Once we have the comparison functions, we need to tie them to the appropriate operators. This is so that we use the operator instead of calling the function explicity. The CREATE OPERATOR statement ties a symbol to a function and specifies its right and left argument types. The LIKE keyword is tied to the operator '~~' so we will tie that operator to our like function.

	--
	-- Operators
	--
	CREATE OPERATOR =  ( PROCEDURE = email_eq, LEFTARG = email, RIGHTARG = email);
	CREATE OPERATOR >  ( PROCEDURE = email_gt, LEFTARG = email, RIGHTARG = email);
	CREATE OPERATOR >= ( PROCEDURE = email_gte, LEFTARG = email, RIGHTARG = email);
	CREATE OPERATOR <  ( PROCEDURE = email_lt, LEFTARG = email, RIGHTARG = email);
	CREATE OPERATOR <= ( PROCEDURE = email_lte, LEFTARG = email, RIGHTARG = email);
	CREATE OPERATOR ~~  ( PROCEDURE = email_like, LEFTARG = email, RIGHTARG = text);
Each of these operators are tested in statements like this. The full set of tests can be found in the test code. Notice that it must be using our equality function because the comparison is case insensitive.
	elein=# select 'PK@unique.com'::email = 'pk@UNIQUE.com'::email;
	 ?column?
	----------
	 t
	(1 row)

In testing LIKE, we found some anomolies. When the right hand value is not cast explicitly to text, then the text like function is used instead of the email like function. These tests demonstrate the varied behavior of LIKE, ~~ and direct calls to the like function. This is a bug--but it may or may not be fixed. In the meanwhile we will cast the right operand to text or use the like function directly as necessary. The full set of tests can be found in the test code.

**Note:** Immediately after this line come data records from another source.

PR #17179, opened 2026-07-21
fix: MCP import now processes all files instead of only the first

euvre:
### Summary

When importing MCP servers via the upload dialog (using multi-file selection or folder upload), only the first JSON file was processed regardless of how many files were selected. This was caused by `useImportMcp` only reading `fileList[0]` in the `onImportOk` handler.

This PR fixes the issue by:
- Filtering the file list to only JSON files (by MIME type and `.json` extension) to handle folder uploads which may contain non-JSON files
- Iterating over all JSON files, validating each against the `McpConfigSchema`
- Merging all `mcpServers` entries from all files into a single combined map via `Object.assign`
- Sending a single import request with all merged servers


wangq8 (commented):
LGTM. Good improvement — the multi-file iteration and merge-via-Object.assign approach correctly handles folder uploads with multiple JSON files. The JSON filter (MIME type + .json extension fallback) handles browser inconsistencies in file.type. Error handling is improved: each file is validated independently against McpConfigSchema, and all servers are merged before a single import request.

dcc123456 (approved):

	\echo select column like value: works
	select lname, email from aliases where email like 'BOZO%'::text;
	select lname, email from aliases where email ~~ 'BOZO%'::text;
	select lname, email from aliases where email like lname || '%';
	\echo  direct function all to email_like works without casts
	select lname, email from aliases where email_like(email, 'BOZO%');
	select lname, email from aliases where email_like(email, lname || '%');
	\echo EXPECT NO ROWS: LIKE and ~~ with unknown Right type constants dont work
	select lname, email from aliases where email like 'BOZO%';
	select lname, email from aliases where email ~~ 'BOZO%';

In order to create a UNIQUE index on our test table, we will need to create an index which uses these operators and knows about the comparison function. Indexes do this by using OPERATOR CLASSES based on an index type, for example, BTREE or RTREE. An operator class groups a set of operators for a type or types. Our parent type, text, uses text_ops OPERATOR CLASS for BTREE indexes. We want to set up a BTREE type of index with email_ops. The OPERATOR CLASS for BTREEs requires the functions and operators we just defined and the comparison function we snuck in when we wrote the operator functions. We will group those operators into an email operator class.

	--
	-- Operator Class
	--
	CREATE OPERATOR CLASS email_ops
	DEFAULT FOR TYPE email USING BTREE AS
	   OPERATOR 1 <,
	   OPERATOR 2 <=,
	   OPERATOR 3 =,
	   OPERATOR 4 >=,
	   OPERATOR 5 >,
	   FUNCTION 1 email_cmp(email,email) ;
The operator class specifies it is using a BTREE indexing type. The operators for the BTREE are, in order, less than, less than or equal to, equal, greater than or equal to and greater than. BTREES also require one function, the comparison function. The numbering of these operations, in order, is pertinent. We could be using different operator symbols than the traditional ones, but that would confuse things. The operator class is tied to the operators which are tied in turn to each function.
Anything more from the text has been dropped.